No way to know the answer to #2 because you don't know how the LBS measured, but it's irrelevant because if you measure as Trek describes, you'll know you framesize.


----------



## MrDomino (Dec 30, 2008)

PJ352 said:


> Go to this link and the fifth question down answers #1.
> http://www.trekbikes.com/faq/categories.php?categoryid=15
> 
> No way to know the answer to #2 because you don't know how the LBS measured, but it's irrelevant because if you measure as Trek describes, you'll know you framesize.


Ok, thanks. 

In regards to #2- it's the dimensions they used to adjust the seat, handlebars, etc. not the frame size for the bike. I'm thinking that if they used the wrong bike and size as the model that the dimensions for the seat and handlebars may be a little bit off.


----------



## PJ352 (Dec 5, 2007)

MrDomino said:


> Ok, thanks.
> 
> In regards to #2- it's the dimensions they used to adjust the seat, handlebars, etc. not the frame size for the bike. I'm thinking that if they used the wrong bike and size as the model that the dimensions for the seat and handlebars may be a little bit off.

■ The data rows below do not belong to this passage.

PR #202, opened 2025-01-13
feat: introduce simple migration framework

benfdking:
- introduces simple migration framework to make it possible to change tables later down the lline


saq/queue/postgres.py
```diff
@@ -132,10 +138,50 @@ async def init_db(self) -> None:
             if result and not result[0]:
                 return
 
-            for statement in DDL_STATEMENTS:
+            migrations = return_migrations(
+                migrations_table=self.migrations_table,
+                jobs_table=self.jobs_table,
+                stats_table=self.stats_table,
+            )
+            target_number = len(migrations)
```
izeigerman, line 146: `target_version`?

saq/queue/postgres.py
```diff
@@ -132,10 +138,50 @@ async def init_db(self) -> None:
...
+                        SELECT id FROM {migrations_table}
+                        """
+                        )
+                    ).format(migrations_table=self.migrations_table),
                 )
+                result = await cursor.fetchone()
+            except UndefinedTable:
+                result = None
+            if result is not None:
+                current_migration = result[0]
```
izeigerman, line 161: `current_version`

saq/queue/postgres_migrations.py
```diff
@@ -0,0 +1,51 @@
...
+    migrations_table: Identifier,
+    jobs_table: Identifier,
+    stats_table: Identifier,
+) -> t.List[t.List[Composed]]:
+    return [
+        [
+            SQL(
+                dedent("""
+CREATE TABLE IF NOT EXISTS {migrations_table} (
+    id INT
```
izeigerman, line 17: `version`

saq/queue/postgres_migrations.py
```diff
@@ -0,0 +1,51 @@
+import typing as t
+
+from psycopg.sql import Identifier, SQL, Composed
+from textwrap import dedent
+
+
+def return_migrations(
```
izeigerman, line 7: `get_migrations`

saq/queue/postgres.py
tobymao: don't use len(...), let's use the file number

saq/queue/postgres.py
```diff
@@ -128,14 +132,58 @@ async def init_db(self) -> None:
...
+            );
+                        """)
+                ).format(versions_table=self.versions_table)
+            )
+
+            migrations = get_migrations(
+                jobs_table=self.jobs_table,
+                stats_table=self.stats_table,
+            )
+            target_version = len(migrations)
```
tobymao, line 152: let's get the last one, and infer the version from the file name

tobymao: can we make this either a hash value or something less error prone? or perhaps like manual tagging of versions

izeigerman (approved):

saq/queue/postgres.py
izeigerman: I don't think we can do hash cause we need to have total order

tobymao: he's gonna change it to be manual indices

tobymao (approved):

PR #204, opened 2025-01-25
add timezone to cron scheduler

Graeme22:
Hi, thanks for this cool project!

I want to use SAQ for a trading app, where taking into account New York time (and DST) is very important. Currently there is no way to do this as far as I can tell, but it's a small change!
I am unfamiliar with `unittest`, so I may need some guidance making sure the tests work correctly here and adding new ones.

### DIFF
--- a/tests/test_worker.py
+++ b/tests/test_worker.py
@@ -6,10 +6,12 @@ import logging
 import time
 import typing as t
 import unittest
+from datetime import datetime, timedelta, timezone
 from unittest import mock
 
 from aiohttp import web
 from aiohttp.test_utils import AioHTTPTestCase
+from time_machine import travel
 
 from saq.job import CronJob, Job, Status, ACTIVE_STATUSES
 from saq.queue import Queue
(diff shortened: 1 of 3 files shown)


tobymao:
hey @Graeme22, please write some tests in worker.py i'm not sure what kind of guidance you need

Graeme22:
> hey @Graeme22, please write some tests in worker.py i'm not sure what kind of guidance you need

Mainly, I'm not sure why it's failing the current tests, I mocked `datetime.now` and it was failing sometimes and not others. I will upload the tests I was trying tomorrow.

Graeme22:
Hi @tobymao, I added `time-machine` as a dev dependency as it was too tricky to mock all of the different date/time related functions across multiple asyncio tasks. Hopefully this should work for users.

tests/test_worker.py
```diff
@@ -368,35 +370,44 @@ async def test_schedule(self, mock_time: MagicMock) -> None:
...
     @mock.patch("saq.worker.logger")
-    @mock.patch("saq.utils.time")
-    async def test_cron(self, mock_time: MagicMock, mock_logger: MagicMock) -> None:
+    async def test_cron(self, mock_logger: MagicMock) -> None:
         with self.assertRaises(ValueError):
             Worker(
                 self.queue,
                 functions=functions,
-                cron_jobs=[CronJob(cron, cron="x")],
+                cron_jobs=[CronJob(sleeper, cron="x")],
```
tobymao, line 378: why is this function changed?

Graeme22: See line 404, one of the checks is if the job is running which requires it to take some time.

tobymao:
can you fix the build? run style and all the tests

Graeme22:
Tests were already passing, just fixed style

tests/test_worker.py
```diff
@@ -368,35 +370,38 @@ async def test_schedule(self, mock_time: MagicMock) -> None:
...
-            mock_logger.info.assert_any_call("Scheduled %s", ["saq:job:default:cron:cron"])
+        with travel(datetime(2025, 1, 1, 0, 0, 1, tzinfo=timezone.utc), tick=True) as traveller:
+            worker = Worker(
+                self.queue,
+                functions=functions,
+                cron_jobs=[CronJob(sleeper, cron="* 12 * * *", kwargs={"sleep": 5})],
+                cron_tz=timezone(offset=timedelta(hours=-3)),  # 3 hours behind (UTC-3)
+            )
+            await worker.queue.connect()
+            self.assertEqual(await self.queue.count("incomplete"), 0)
```
tobymao, line 389: you removed the queue checks

tests/test_worker.py
```diff
@@ -368,35 +370,38 @@ async def test_schedule(self, mock_time: MagicMock) -> None:
...
+            asyncio.create_task(worker.start())
+            await asyncio.sleep(1)
+            self.assertEqual(await self.queue.count("incomplete"), 1)
+
+            traveller.move_to(datetime(2025, 1, 1, 12, 0, 0, tzinfo=timezone.utc))  # noon UTC
+            await asyncio.sleep(2)
```
tobymao, line 395: any way to make these tests faster? can you sleep for less time? perhaps reduce the cron timer?

tests/test_worker.py
Graeme22: Whoops! I'll add those back in.

PR #358, opened 2016-02-26
Add project links

thewarpaint:


mlinksva:
Interesting idea. Should probably consistently link to one of project home or project repo or LICENSE file rather than varying by project.

I like linking to LICENSE file; as these are well-known projects a generic project link doesn't inform anyone much, but actually seeing how they've deployed the license they use is informative and topical.

I'd bet every project does have a LICENSE (or similarly named with the license) file that can be linked to, eg one that has a project repo link in this PR that could be replaced with https://github.com/dotnet/corefx/blob/master/LICENSE

thewarpaint:
Cool, will change it to point to the actual LICENSE file. Couldn't find links for some projects, that's why I added a project link, but I'll give it another try.

index.html
```diff
@@ -33,7 +33,7 @@
       The <a href="licenses/apache-2.0/">Apache License 2.0</a> is a permissive license similar to the MIT License, but also provides an express grant of patent rights from contributors to users.
     </p>
     <p>
-      <strong>Apache</strong>, <strong>Swift</strong>, and <strong>Android</strong> use the Apache&nbsp;License&nbsp;2.0.
+      <a href="https://httpd.apache.org/">Apache</a>, <a href="https://github.com/apple/swift/blob/master/LICENSE.txt">Swift</a>, and <a href="https://github.com/android/platform_system_core/blob/master/NOTICE">Android</a> use the Apache&nbsp;License&nbsp;2.0.
```
wking: The LICENSE file in the Apache source seems to be [here](http://svn.apache.org/viewvc/httpd/httpd/trunk/LICENSE?view=markup).

index.html
```diff
@@ -45,7 +45,7 @@
       The GNU GPL (<a href="licenses/gpl-2.0/">V2</a> or <a href="licenses/gpl-3.0/">V3</a>) is a copyleft license that requires anyone who distributes your code or a derivative work to make the source available under the same terms. V3 is similar to V2, but further restricts use in hardware that forbids software alterations.
     </p>
     <p>
-      <strong>WordPress</strong>, <strong>Linux</strong>, and <strong>Bash</strong> use the GNU GPL.
+      <a href="https://github.com/WordPress/WordPress/blob/master/license.txt">WordPress</a>, <a href="https://github.com/torvalds/linux/blob/master/COPYING">Linux</a>, and <a href="https://www.gnu.org/software/bash/">Bash</a> use the GNU GPL.
```
wking: I don't see any mentions of “mirror” in the GitHub page, but I'd guess a better canonical link for Linux would be [this](https://git.kernel.org/cgit/linux/kernel/git/torvalds/linux.git/tree/COPYING).

[This](http://git.savannah.gnu.org/cgit/bash.git/tree/COPYING) looks like a good link for Bash.  [Chet doesn't actually develop in public](http://thread.gmane.org/gmane.comp.shells.bash.bugs/13695/focus=13827), but that repo is where things get thrown over the wall.

thewarpaint:
Added direct links to all projects, only [Rails](https://github.com/rails/rails) doesn't have a file. Thanks, @wking!

mlinksva:
Rails has LICENSE files in subprojects (toplevel has been [suggested](https://github.com/rails/rails/pull/21812) and rejected multiple times). I'd suggest https://github.com/rails/rails/blob/master/activerecord/MIT-LICENSE since I think that's the most well known component.

thewarpaint:
Makes perfect sense. Added that too.

mlinksva:
Thanks @thewarpaint. I'll leave this open for feedback for a day, merge over weekend assuming none.

thewarpaint:
Cool, thanks @mlinksva.

Issue #313, opened 2015-12-17
Open hardware licenses and choosealicense.com?


mithro:
The choosealicense.com site is pretty awesome! 

I was wondering with the growth of open hardware (which are increasingly hosted on github) if it would make sense to add another link in the "My content isn’t code." section for hardware projects. I would have sent a pull request but I couldn't figure out were the right place to link too would be, there doesn't seem to be a similar site - the "best" I found so far was http://www.inmojo.com/licenses/ and that isn't exactly clean/simple like this site.

Generally it seems for hardware;
- For "simple+permissive" most people seem go with CC-BY or BSD/MIT license
- For "care about sharing" the 3 major choices seem to be;
  - CC-BY-SA
  - TAPR Open Hardware License (OHL) - http://www.tapr.org/OHL
  - CERN Open Hardware License - http://www.ohwr.org/projects/cernohl/wiki
- I don't know enough to figure out the "I care about patents" bit..

Thoughts?

stapelberg:
+1.

I was about to submit a pull request for the CERN OHL, just so that it can be detected by https://github.com/benbalter/licensee and exposed by the GitHub license API as a consequence :). Would such a PR be accepted?

mlinksva:
By [use](http://www.oshwa.org/oshw-community-survey-2013/#section5) (2013, but license use changes slowly; anyone with data better in recency or other dimension, please share) the major copyleft family options are CC-BY-SA and GPL. Note the most recent versions of those recently were [made compatible](https://creativecommons.org/weblog/2015/10/08/46186) in a limited (one-way) fashion. The CERN and TAPR licenses are incompatible with everything else, including each other. Promoting such fragmentation would be a bad thing to do.

The best options for hardware designs in any category are the same as the best options for software. Perhaps this should be communicated on the site in some manner. This also answers "care about patents" -- Apache 2. CC instruments should not be recommended for hardware or software due to their explicit caring about patents in an anti-sharing direction: explicit non-grant.

I agree it would be nice to be able to detect the CERN OHL and a whole bunch of other licenses, which can be otherwise [hidden](https://github.com/github/choosealicense.com/issues/273). But I suspect a general decision to support (or not) detecting lots more licenses should be made before adding such one at a time.

benbalter:
>  But I suspect a general decision to support (or not) detecting lots more licenses should be made before adding such one at a time.

[...]

Issue #261, opened 2015-03-27
Licenses for documentations


ghost:
Developing a framework or a library implicitly implies to deliver a documentation and many well known frameworks like Qt uses that kind of licenses to cover their documentions.

By going from pages to pages on http://choosealicense.com, i've noticed that it only covers software licenses. I think that i'd be be interesting to also cover documentation licenses like GNU FDL.

Here is a resource i've found on the web that gives a list of available documentation licenses: https://dreamsongs.com/IHE/IHE-50.html

benbalter:
Most licenses explicitly include documentation (e.g., MIT says "and associated documentation files", Apache says "generated documentation" and "documentation source"). Choosealicense is about making it easier to license software (which includes documentation). I believe for most use cases having a separate documentation license may be over-engineering the problem and will be confusing for folks new to licensing.

ghost:
Yes, I've noticed that some licenses like your examples are giving protection to the documentation files, but some like the GNU GPL (any revision) doesn't cover documentation files.

I thought that explicitly covering documentation licenses on http://choosealicense.com could be interesting for developers, not folks ones as you said and also explain them the purpose of that kind of licenses.

strugee:
Perhaps we can find a compromise - e.g., we could link to the GNU FDL in the GPL explanation text. Something along the lines of, "unlike many other licenses, the GPL does not cover documentation. Consider licensing your documentation under the GNU FDL, which licenses documentation in a manner similar to how the GPL licenses software."

ghost:
Yep, it sounds fine to me. No need to create new pages dedicated to documentation licenses but the information is given to the developer.

mlinksva:
Addressed with #359

PR #359, opened 2016-02-26
non-software licenses page

mlinksva:
building on https://github.com/github/choosealicense.com/pull/307

non-software rather than non-code because software is eating the
    world, the main topic is open source software, and I find
    software/non-software slighly less trying than code/non-code if
    only because it isn't a
    [thing](http://www.adamhyde.net/perhaps-stop-using-non-code-whatayarekin/).

tweak text of page, also addressing #261 and #313


non-software.md
```diff
@@ -0,0 +1,15 @@
...
+title: Non-Software Licenses
+layout: default
+permalink: /non-software/
+---
+
+Open source software licenses can be used for non-software works, and often are the best choice. This is particularly the case when the works in question can be edited and versioned as source, e.g., **[open source hardware](http://www.oshwa.org/definition/) designs**. Choose an [open source software license](/licenses/).
+
+[CC0-1.0](/licenses/cc0-1.0/), [CC-BY-4.0](/licenses/cc-by-4.0/), and [CC-BY-SA-4.0](/licenses/cc-by-sa-4.0/) are [open](http://opendefinition.org) licenses used for **non-software material ranging from datasets to videos**. Note that Creative Commons licenses should [not be used for software](https://creativecommons.org/faq/#can-i-apply-a-creative-commons-license-to-software.).
+
+Any open source software license or open Creative Commons license is applicable to **software documentation**. If you use different licenses for your software and its documentation, you may wish to take care that the licenses are compatible, or that source code examples in the documentation is also licensed under the software license.
```
benbalter: > you may wish to take care that the licenses are compatible, or that source code examples in the documentation is also licensed under the software license.

How do I do that?

non-software.md
```diff
@@ -0,0 +1,15 @@
+---
+title: Non-Software Licenses
+layout: default
+permalink: /non-software/
+---
+
+Open source software licenses can be used for non-software works, and often are the best choice. This is particularly the case when the works in question can be edited and versioned as source, e.g., **[open source hardware](http://www.oshwa.org/definition/) designs**. Choose an [open source software license](/licenses/).
+
+[CC0-1.0](/licenses/cc0-1.0/), [CC-BY-4.0](/licenses/cc-by-4.0/), and [CC-BY-SA-4.0](/licenses/cc-by-sa-4.0/) are [open](http://opendefinition.org) licenses used for **non-software material ranging from datasets to videos**. Note that Creative Commons licenses should [not be used for software](https://creativecommons.org/faq/#can-i-apply-a-creative-commons-license-to-software.).
```
benbalter: I thought CC0 was okay for software?

benbalter:
Nice. I feel like this is throwing a lot of information at the user, and not necessarily _demystifying_ the process. 

Two suggestions:
- Headings and organization to break things into logic groups and make things easier to skim / ignore non-applicable sections. After re-reading things, I think you're doing this with the bold text, but I'd front-load the subject matter / make it explicit.
- Instead of just stating facts, explain _how_ the user could use that fact, or more to the point, what they should do. Instead of "SIL accounts for this", even as simple as "Use a font-specific license, like the SIL". 

I'm torn, as to be helpful, we almost have to be prescriptive, but don't take that tone elsewhere in the site. Perhaps we can make it more like a decision tree?

non-software.md
mlinksva: Heh. I think I'll just remove the bit about compatibility.

non-software.md
mlinksva: I think it's marginal and wouldn't recommend it for a large project due to patent non-grant. But I'll tweak the language.

mlinksva:
@benbalter thanks for the feedback, I'll try to address all in next commit. I was indeed trying to be non-prescriptive.

benbalter:
>  I was indeed trying to be non-prescriptive.

Yeah, I'm torn and am not sure the best answer here. Either way, very glad you're doing this.

MakerTobey:
I am a bit lost in the process. Does this mean that Open Source Hardware Licences, most prominently and widely used the CERN OHL will not become available on GitHub? It would be a highly desired addition in the choosealicence tool by many of the hardware developers active on GitHub.

mlinksva:
@MakerTobey feel free to open an issue or make a PR about adding CERN OHL or any other license. The process is documented at https://github.com/github/choosealicense.com/blob/gh-pages/CONTRIBUTING.md#adding-a-license ... note there are a few criteria for inclusion. If an open hardware license meets all of the criteria but has not been approved by FSF or OSI or OD, we can look into adding an equivalent open hardware license approver to the criteria.

PR #362, opened 2016-03-02
rm gplv2 from homepage

mlinksva:
- remove descrption of v2 v3 difference
- add to description v3 express patent grant
- update example projects to only include v3 ones
- move v2 projects to gplv2 license using property

partially addresses feedback in #335

### DIFF
--- a/_includes/license-overview.html
+++ b/_includes/license-overview.html
@@ -35,7 +35,7 @@
       </ul>
       {% endif %}
     </div>
-    
+
     {% if license.family %}
       {% assign variations = site.licenses | where:"hidden",false | where:"family",license.family %}
     {% else %}
--- a/_includes/using-sentence.html
+++ b/_includes/using-sentence.html
@@ -1,0 +1,17 @@
+{% assign id = "/licenses/" | append: include.license-id %}
+{% assign licenses = site.licenses | where:"id", id %}
+{% for license in licenses %}
+  {% assign using = license.using %}
+  {% if using.size > 0 %}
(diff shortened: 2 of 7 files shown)


wking:
Looks good to me.

Are there criteria for populating the ‘using:’ field?  I'd expect any
consumers listed on the home page (e.g. Bash) to also show up in the
using section on that license's detail page.  To stay DRY, the home
page might be able to pull the first three entries from a license's
‘using:’ automatically, but I'm not familiar enough with Jekyll to
know how to do that off the top of my head (if it's possible at all).

mlinksva:
There aren't AFAIK criteria for the 'using:' field (and it is barely used) but probably linking to license implementation as we discussed in #358 would make sense. Either that or removing 'using:' altogether.

Assuming we keep 'using:' I agree it'd be great for home page to pull from license records. I also don't know how to do that, but quick testing shows it to be possible. There's probably a better way, but I'll make another commit soon with my horrible way.

mlinksva:
DRY but there could well be a better way implemented in ab3ee00 

@benbalter if you have a chance to would love to have your critique.

wking:
On Wed, Mar 02, 2016 at 06:31:34PM -0800, Mike Linksvayer wrote:

> DRY but there could well be a better way implemented in ab3ee00 

I like this.  I'm surprised we need all the {% assign … %} calls, but
I'm not particularly familiar with Jekyll.  Anyhow, DRY is enough for
me; improvements to _includes/using-sentence.html (if possible) can
always land in follow-up commits.

PR #369, opened 2016-03-14
Unmyth

mlinksva:
Don't immediately give user first encountering open source licenses reason to think they are scary. Further in commit messages.

### DIFF
--- a/_includes/footer.html
+++ b/_includes/footer.html
@@ -4,7 +4,6 @@
           <a href="/terms-of-service/">Terms of Service</a>
         </nav>
         <p>
-          If you have questions or issues, it is always best to consult a legal professional.<br>
           The content of this site is licensed under the <a href="https://creativecommons.org/licenses/by/3.0/">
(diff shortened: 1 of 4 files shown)


_includes/footer.html
```diff
@@ -4,12 +4,11 @@
           <a href="/terms-of-service/">Terms of Service</a>
         </nav>
         <p>
-          If you have questions or issues, it is always best to consult a legal professional.<br>
           The content of this site is licensed under the <a href="https://creativecommons.org/licenses/by/3.0/">
           Creative Commons Attribution 3.0 Unported License</a>.
         </p>
         <div class="with-love">
-          Demystified with &lt;3 by <a href="https://github.com">GitHub, Inc.</a>
+          Made with &lt;3 by <a href="https://github.com">GitHub, Inc.</a>
```
benbalter: Is there a better, more descriptive word than "made"? Published? Curated?

mlinksva: Curated is indeed more descriptive, thanks.

PR #371, opened 2016-03-15
Add name of license to ISC license text

adius:
This makes it immediately clear which license this is without reading and comparing the whole text.

### DIFF
--- a/_licenses/isc.txt
+++ b/_licenses/isc.txt
@@ -22,6 +22,8 @@ limitations:
 hidden: false
 ---
 
+ISC License
+
 Copyright (c) [year], [fullname]
 
 Permission to use, copy, modify, and/or distribute this software for any


mlinksva:
Good idea, and probably is for BSD-2 and 3-clause as well, matching MIT (for which "The MIT License (MIT)" perhaps could be shortened to "MIT License").

I don't know (but there could be) that there's any longstanding different practice among these license to include or exclude the license name; suspect MIT is named here just because people have paid more attention to it.

But I'd like to investigate more and also see what impact adding the title will have on license detection with https://github.com/benbalter/licensee before merging this.

benbalter:
> suspect MIT is named here just because people have paid more attention to it.

See https://github.com/github/choosealicense.com/pull/9. (We added it).

wking:
On Tue, Mar 15, 2016 at 11:28:12AM -0700, Mike Linksvayer wrote:

> Good idea, and probably is for BSD-2 and 3-clause as well, matching
> MIT (for which "The MIT License (MIT)" perhaps could be shortened to
> "MIT License").

My guess is that “The MIT License (MIT)” is a cut-and-paste from [1](https://opensource.org/licenses/MIT).

adius:
@mlinksva "The MIT License (MIT)" should definitely be shortened to "MIT License"
The "The" and "(MIT)" is completely redundant and useless 🙈

The original site for the ISC license also has the title: https://opensource.org/licenses/ISC

mlinksva:
@benbalter someday I will remember to search past issues thoroughly. I see that you also tested the add in licensee. I did the same for this and additional changes in #373 and the new tests pass. So I'm pretty confident nothing would be harmed to go with these changes but I'll wait to give you or others chance to point out something worng.

PR #374, opened 2016-03-18
upgrade to html-proofer 3

mlinksva:
Want to eventually end annoying CI failures on status code 0 'something wrong' for external link checks, eg https://travis-ci.org/github/choosealicense.com/builds/112981705 ... first upgrade to current version of html-proofer so as to debug with that.


benbalter:
:shipit:

PR #379, opened 2016-03-29
Curated with ❤️

cyhsutw:
Replace `<3` with heart Octicons.

screen shot 2016-03-29 at 4 49 19 pm


mlinksva:
Hi, thanks for the pull request.

I'm not thrilled with adding 188 files to the repository and having clients make at least one additional request (I haven't investigated) when a single unicode character would do, if folks would...love seeing a ♡ in the site footer. If we were already using octicons to enhance the site look throughout, that'd be another thing.

Personally, when I see size blowup for tiny or no benefit on sites, I interpret the unspecified love as a love of pinpricking me, the contributor and reader. But, this is just one of my pet peeves.

I'll leave this open for awhile in case anyone else has an opinion.

cyhsutw:
@mlinksva Thanks for pointing that out. Adding whole bunches of icons just for a single :heart: is not worthy. 

I'll close this for now.

Issue #355, opened 2016-02-23
Description and nickname on individual license pages


mlinksva:
Individual license pages don't display the license description or (if available) nickname provided in the front matter of files in `_licenses`, e.g., http://choosealicense.com/licenses/eupl-1.1/ and https://github.com/github/choosealicense.com/blob/gh-pages/_licenses/eupl-1.1.txt

This info seems somewhat useful, especially if one gets to an individual license page through a search engine rather than by navigating the site.

These fields are accessible as `page.description` and `page.nickname` and might be added to `_layouts/license.html` or `_includes/sidebar.html`, depending on where they ought be displayed.

I'm terrible at making this look nice. If anyone wishes to tackle this, make a pull request. Alternately, if anyone feels this is a terrible idea, scream.

devGHBot:
Hi @mlinksva,
I think this is a good idea. I attached something I came up with, I tried to keep it minimal and give more space for any future additions if needed.  I saw that the site is using qtip2 so I was going to use it when the user hovered over the link.  Let me know what you think.
![issue-355-include-info_03](https://cloud.githubusercontent.com/assets/8132772/14206260/d845eccc-f7c6-11e5-87fb-730e21ee933d.jpg)

mlinksva:
@LeoFNaN thanks for coming up with this! Seems reasonable to me for the description. I don't think hover-over to see nickname often shorter than "nickname" is very reasonable. But maybe the nickname could be in the title area of the hover over box, rather than the duplicative "Description"?

waldyrious:
As a user, I would expect the description to appear in a paragraph below the title and before the full text of the license. I can't see any good reasons to use a "hover to see" mechanism when we could just plainly add the text there.

By the way, the nickname could be in the sidebar, before the usage instructions.

mlinksva:
I generally dislike hovering or clicking to see, but in this case I like that it would very crisply separates the summary from the license text.

Of course the description could also go in the sidebar. Maybe that's the easiest thing to do.

devGHBot:
Ok you guys bring up some good points, I was in a make it subtly interactive mode last night :)  So description block in the sidebar, then the nickname and the rest of the content after.

mlinksva:
Would you like to make a PR implementing in the sidebar?

devGHBot:
I'm actually trying to run the repo on my machine but having issues with script/server throwing an error...I wanted to take a look at it before I created a PR.

[...]

PR #382, opened 2016-04-02
Display description and nickname in sidebar (#355)

devGHBot:
Added if for nickname since some of the licenses may not have a nickname.


mlinksva:
I didn't notice before that "how to apply..." is an h5 and the other sidebar headings are h3. I think that might be resulting in a couple pixels less space above "how to apply..." than the other headings. Could you make that one "how to apply..." an h3 also in this PR?

I'll try to merge over the weekend, to give others a chance to look, and myself to clean up any descriptions that need cleaning up before being exposed on the site.

Thanks!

Ah, gotcha. Trek prides itself on its geo as well as OCLV process, to the extent that even the new Madones share the same geo, so I think your LBS was safe in using the 5200 as a guide. 

As far as them saying it's a 50cm frame, you'll know the answer to that once you measure, but if you're comfortable on the bike and the minimum insertion mark isn't visible on the seat post, it's your size!


----------



## wim (Feb 28, 2005)

No way I can tell if the bike fits you, but here's the geometry chart for these bikes. The nominal (sticker) size is the dimension labeled "SIZE" (center of bottom bracket to the very top edge of the seat tube).


----------



## MrDomino (Dec 30, 2008)

Thanks for the help. I just found out that I bought a 50cm which was advertised as a 52cm on Craigslist. 

%#(*% I hate this.


----------



## wim (Feb 28, 2005)

*L o n g bike.*

You may be able to make it work. Note that the effective top tube for the 50 cm is 52.6 cm long, which is quite long for this size bike. The problem is the vertical size—that nominal 50 cm bike is only 47.5 cm center-to-center. But if you can deal with a large saddle-to-handlebar drop and have a long upper body in relation to your leg length, it may just be OK.


----------



## MrDomino (Dec 30, 2008)

wim said:


> You may be able to make it work. Note that the effective top tube for the 50 cm is 52.6 cm long, which is quite long for this size bike. The problem is the vertical size—that nominal 50 cm bike is only 47.5 cm center-to-center. But if you can deal with a large saddle-to-handlebar drop and have a long upper body in relation to your leg length, it may just be OK.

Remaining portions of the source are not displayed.